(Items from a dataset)
PR #138, opened 2026-04-24
Migrate sync stream from asset.exif to asset.metadata

taggartgorman:
## Summary

Switches the adapter from the legacy `asset.exif` field and `exif_*` events on the photos-api to the new `asset.metadata` field and `metadata_updated` events. Both surfaces are populated upstream during the dual-write/dual-emission migration window, so this is a clean cutover with `git revert` as the rollback.

- **Read path:** every site that read `gumnut_asset.exif` now reads `gumnut_asset.metadata` — `routers/utils/asset_conversion.py` (4 functions) and the sync-stream converter, which is renamed `gumnut_metadata_to_sync_exif_v1`. The converter hard-codes `profileDescription=None` because the new `Metadata` type intentionally drops that column upstream; the WebSocket-payload `extract_sync_exif` path already emitted `None` here, so client-visible behavior is unchanged.
- **Event subscriber:** `_SYNC_TYPE_ORDER`, `entity_fetch`, `events` dispatch, and `fk_integrity` swap their `"exif"` keys/branches to `"metadata"` so the events API filter selects `metadata_updated` records. Drops `"exif_deleted"` from `_SKIPPED_EVENT_TYPES` — filtering by `metadata` no longer surfaces exif-category events at all, so the explicit skip is dead code.
- **Immich-facing types unchanged:** `SyncAssetExifV1`, `SyncEntityType.AssetExifV1`, `SyncRequestType.AssetExifsV1`, `AssetUploadReadyV1Payload.exif`, and `ExifResponseDto` remain mobile/web client contracts.
- **SDK bump:** `gumnut-sdk` 0.66 → 0.74 to pick up the new `Metadata` type on `AssetResponse`.
- **Docs + tests** migrated to match (FK-order diagrams, mock fixtures, integration fixtures). One extra fixture-pattern note added to `docs/references/code-practices.md` after several `Mock`-based tests silently flipped branches when the renamed attribute defaulted to a truthy `Mock` instead of `None`.

## Linear

https://linear.app/gumnut-ai/issue/GUM-479/phase-1-asset-metadata-layers-asset_metadata-table-rename

## Test plan

- [x] `uv run pytest` — 675 passed
- [x] `uv run ruff check` / `ruff format` / `pyright` — clean
- [ ] Reviewer / post-merge: confirm a fresh sync against staging streams `AssetExifV1` events backed by `metadata_updated` cursors and that existing client checkpoints resume cleanly (cursors are global across event streams upstream, so prior `exif_*` cursors should still advance the stream)


taggartgorman:
@CharlieHelps Review this PR

ternarybits (approved):

PR #2118, opened 2015-04-04
Show incomplete term holes for listy constructors

### LINKED ISSUE #1909: Don't sugar listy constructors if there's an incomplete term

japesinator:
Fixes #1909


david-christiansen:
Great!

If you're looking for more intro projects, check out the "Low-Hanging Fruit" tag on the issue tracker. If you have something bigger in mind,I'll try to find some pointers for you.

PR #2131, opened 2015-04-09
Fix default for execonly and Nix build

puffnfresh:


puffnfresh:
This should fix https://github.com/NixOS/nixpkgs/issues/7014

puffnfresh:
Confirmed that Nix is fixed by this patch. It would be great to have a Hackage release with this change so we can unbreak Nix.

PR #2138, opened 2015-04-09
Fix crashes when garbage collecting bigints

### LINKED ISSUE #2122: Bigints cause segfaults in gc
folding002 segfaults on Windows. At first I thought it was that the tail call optimization was broken. But the call stack and disassembly looked just fine (not to mention that it took a few hundred thousand recursions to appear), so I started to check for memory corruption. Because the problem occurs at the tenth collection it seemed to be something subtle. 

After some false starts I saw that it flakes out in cheney when it encounters a suspiciously small CON, so I intstrumented it to look for small allocations. Turns out that it is the bigints' fault (I'm using mini-gmp), they are allocated on the idris heap and  if a limb is zero, cheney will happily assume that it's a CON and call copy with bad consequences. And the reason it took a while to appear is of course that the big ints weren't needed until then.

I "fixed" the problem by checking if the chunk was at least sizeof(Closure) + sizeof(size_t) before switching on the type in cheney, but that seems a bit unprincipled. @edwinb Can you think of a better solution?

melted:
Invent a new Closure type for raw memory that is used by idris_alloc, add it to copy in the gc,

Takes a bit more memory, but hey, it works!

Fixes #2122, and loads of more potential problems.


melted:
The idea here is basically that the GC expects the heap to contain Closure structs, so the path of least resistance is to make a Closure struct for a blob of data, where the info field contains the size, and use that for idris_alloc. It falls out very nicely, not even idris_realloc has to be changed.

PR #2140, opened 2015-04-11
Fix Field definition and separate Lattice and VectorSpace modules from Algebra

BlackBrane:
This is a revision of my previous PR #2011 following the reorganization of Algebra.idr into the contrib package. The motivation is largely the same: Both the Lattice and VectorSpace class hierarchies are independent offshoots of Algebra that do not need to be in the same module, and I think we could benefit from this sensible organization into conceptual units. As before I've included a fix to the currently-incorrect definition of `Field`.

Notes:

* As @zraffer suggested I've opted to use propositional equality in the definition of Field, instead of `So` or the `Eq` class, so the definition now reads: `inverseM : (x : a) -> Not (x = neutral) -> a`. I think this may be the best approach, although this class has hardly been used as yet, so that could change. Views on this question are again welcomed.
* Another small refinement I've included is to move the long list of instance declarations of algebraic classes for numeric types that were previously thrown into `Data.Matrix` into their own module at `Control.Algebra.NumericInstances`. (I've found I need to use these instances a lot: They provide the only reasonable way to abstract over operations on complex number types since, for example, something like `Complex ZZ` can't be made an instance of `Num` because it doesn't support `abs`.)

### DIFF
--- a/idris.cabal
+++ b/idris.cabal
@@ -114,6 +114,7 @@ Extra-source-files:
                        libs/contrib/Classes/*.idr
                        libs/contrib/Control/*.idr
                        libs/contrib/Control/Isomorphism/*.idr
+		       libs/contrib/Control/Algebra/*.idr
                        libs/contrib/Data/*.idr
                        libs/contrib/Decidable/*.idr
                        libs/contrib/Network/*.idr
--- a/libs/contrib/Classes/Verified.idr
+++ b/libs/contrib/Classes/Verified.idr
@@ -81,8 +81,8 @@ class (VerifiedRing a, RingWithUnity a) => VerifiedRingWithUnity a where
   total ringWithUnityIsUnityR : (r : a) -> unity <.> r = r
 
 class (VerifiedRing a, Field a) => VerifiedField a where
-  total fieldInverseIsInverseL : (l : a) -> l <.> inverseM l = unity
-  total fieldInverseIsInverseR : (r : a) -> inverseM r <.> r = unity
+  total fieldInverseIsInverseL : (l : a) -> (notId : Not (l = neutral)) -> l <.> (inverseM l notId) = unity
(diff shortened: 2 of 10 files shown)


edwinb:
Thanks for this. I don't feel qualified to check this properly before merging though - does anyone have any comments?

david-christiansen:
Sounds like we should remove `abs` from `Num` :-)

I don't know enough about the structures in question to evaluate whether these definitions fit them, but it doesn't seem to be a step backwards at all.

@markuspf, do you have any comments?

markuspf:
Well, this is a complex topic, and everyone has an opinion, so here are a couple of mine:

* I wonder whether we actually expect people to tell idris that the element they're inverting is not zero?
* I find the notion of `(<+>)` and `sum` for monoids weird, it evokes the sense of commutativity here (which I assume to not be true for Monoids in general over monoid this is a fold, over a (semi-)ring one might call that fold a sum, if one wants to)
* Things like `Complex ZZ` do my head in. Is this extension so important? I see how people would want Complex numbers in some incarnations (approximations by doubles or floats, fractions, whatever else). How often will Gaussian Integers be relevant? Even worse, I wouldn't want to have Complex (GF 2), because that is just not even an integral domain anymore
* Of course one can define a magnitude on Complex ZZ, so maybe introduce a class that has a (useful!) abs? We did this with Neg already
* Looking at the comments, I think we have to be *very* careful about overengineering what should essentially be what Num always wanted to be.

I could not spot anything inherently wrong with the axioms yet, and I think since this is an improvement it should be merged, but I also maintain that (some of) this bikeshedding should take place outside of the idris code base in a separate library. That might not be as visible as being in the main repository, but there things can be broken as we please.

david-christiansen:
I'll go ahead and merge this. But, @markuspf, I encourage you to extract the code in question to idris-algebra on idris-hackers, and iterate through a few designs there.

david-christiansen:
Oh, @markuspf, thanks for checking this out for us!

PR #2141, opened 2015-04-12
Add fibs to Stream.idr in the prelude.

markfarrell:
Found myself needing an infinite stream of Fibonacci numbers for solving a Project Euler problem. Also noticed that an infinite stream of Fibonacci numbers is an example of how to use infinite streams in the Scala standard library documentation. So, thought it would be useful to include in Stream.idr, especially since `fib n` is included in Nat.idr. 

```Idris
||| An infinite stream of Fibonacci numbers
fibs : Stream Nat
fibs = 0 :: 1 :: zipWith (+) fibs (tail fibs)
```

Signed-off-by: Mark Farrell <m4farrel@uwaterloo.ca>


markfarrell:
> fibs : Stream Nat fibs = 0 :: 1 :: zipWith (+) fibs (tail fibs)

Issue #2073, opened 2015-03-30
getLine inconsistent behaviour


JakobBruenker:
The output of the following program

```idris
main : IO ()
main = map show getLine >>= putStrLn
```
results in the following output, if the user enters `foo`:
```idris
"foo\n"
```
Which means getLine appends a '\n' to its result.

However, in the REPL, writing
```idris
:x the (IO ()) $ map show getLine >>= putStrLn
```
results in this, if the user enters `foo`:
```idris
"foo"
```
So here, getLine doesn't append a '\n'.

edwinb:
I'm not bothered which way this goes, as long as it's consistent. Any volunteers?

PR #2143, opened 2015-04-13
Fix getLine inconsistency

soimort:
This change affects the behavior of `getLine`, as it fixes the inconsistency problem in #2073.

The string buffer returned by getline() contains the trailing newline character, now it will be removed from the return value of `idris_readStr`. (analogous to Haskell `getLine`)


edwinb:
Great, thanks.

PR #2153, opened 2015-04-16
Delete obsolete tailcall test

melted:
Also update the comment.


edwinb:
To be honest, I think we should remove this test rather than make it more lenient... it's not actually testing anything that isn't covered elsewhere.

melted:
Ok, I'll remove it

melted:
Timeout in travis, seven of eight is enough...

jfdm:
In future, if Travis has timed out can you restart the affected build rather than merge the PR; a commit bit allows you to do that on Travis if you log in. Given that the timeout was on the C backend it would be better if the PRs built cleanly prior to a merge.

PR #2155, opened 2015-04-17
fix divNat segfaulting

### LINKED ISSUE #2125: divNat segfaults
Compiles and works:

```idris
main : IO ()
main = putStrLn $ show $ divNat 261971 1
```

Segfaults:

```idris
main : IO ()
main = putStrLn $ show $ divNat 261972 1
```

If it helps, I'm running on Linux 64-bit, compiling with whatever the default is for "idris t.idr -o t"

identicalsnowflake:
fixes #2125


david-christiansen:
Would you mind adding a regression test, so we make sure that the issue stays fixed?

identicalsnowflake:
I made one, but I couldn't figure out how to get it to integrate into the testing framework. I tried to just follow the pattern used in all the other tests, but I must be missing something. I'll try again this weekend and see if I can get it to work. Is there anywhere I can read about the testing framework used?

melted:
The testing framework is very simple. It's in runtest.pl if you want to have a look. What it needs is an executable file called `run`, typically a shellscript, and a file with the expected output called `expected`. `run` needs to take idris options as an argument and do the right thing with them (so different backends can run the same tests). The runtest script executes `run` and pipes the output into a file and comparses it to `expected`

In the makefile in the test directory, there is a makefile target to run just a single test: `make <testname>.test`.

david-christiansen:
If you'd like, you can post the test code here and I'll add it tomorrow
when I get a moment.

identicalsnowflake:
Ok, I think it's working now.

@melted Yeah, that's what I thought, but for some reason I was getting different results when I ran the test from when I just compiled it myself manually, even for just `main = putStrLn "hello"`. I have no idea what the problem was. It must have been a character encoding issue or something, because I just deleted the directory and recreated everything again, and suddenly it all works now.

PR #2157, opened 2015-04-18
Rename test to mark it as a regression test, and note the issue

melted:


melted:
I have no clue what's wrong here. And it's not that important anyway.

PR #2159, opened 2015-04-18
Convert Text to ByteStrings directly

melted:
Heap allocation for a trivial compilation goes from 1.9 to 1.1 GB, a decent win.


david-christiansen:
That's a great improvement! Thanks!

PR #2163, opened 2015-04-20
changed Vect.findIndex to return Fins

JakobBruenker:
`Vect.findIndex` had the type `(a -> Bool) -> Vect n a -> Maybe Nat`, but it makes a lot more sense if it return `Maybe (Fin n)`, for two reasons:
 - `Vect` uses `Fin` for indices everywhere else
 - It's a lot more convenient to convert a `Fin` to a `Nat` than the other way around. The easiest way to convert the `Nat` that `findIndex` returns to a `Fin` was to completely rewrite `findIndex`, which, of course, this Pullrequest does.

This was brought up by DanC on IRC (although in the end it turned out that they needed a different function)

Note: This will break existing code that uses this function.

`elemIndexBy` and `elemIndex` were also changed, for the same reasons and because their implementation uses `findIndex`.

### DIFF
--- a/CHANGELOG
+++ b/CHANGELOG
@@ -28,6 +28,8 @@ New in 0.9.18:
   choice, keeping the first success as Alternative does. The version that
   collects successes is now a named instance.
 * :exec REPL command now takes an optional expression to compile and run/show
+* The return types of `Vect.findIndex`, `Vect.elemIndex` and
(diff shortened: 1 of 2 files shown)


david-christiansen:
This seems perfectly reasonable. Thanks!

Would you please add a note to the CHANGELOG, because this is a breaking change to code in `base`?

JakobBruenker:
Done.

david-christiansen:
Thanks!

PR #745, opened 2019-10-08
NXP-28068: fix default-search buttons position

semisse:


semisse:
Pipeline ok: https://qa.nuxeo.org/jenkins/job/web-ui-pipeline-sfialho/100/

elements/search/nuxeo-search-form.js
```diff
@@ -706,10 +702,23 @@ Polymer({
     return this.selectedSearchIdx > 0;
   },
 
+  _reset() {
```
nmpcunha: nit: usually we don't change method's location unless we have a strong reason to. It makes the diff more "messy"

elements/search/nuxeo-search-form.js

• _Exercise brief_
Show the lines of the data that hold the word "LINKED".

• _Output_
### LINKED ISSUE #1909: Don't sugar listy constructors if there's an incomplete term
### LINKED ISSUE #2122: Bigints cause segfaults in gc
### LINKED ISSUE #2125: divNat segfaults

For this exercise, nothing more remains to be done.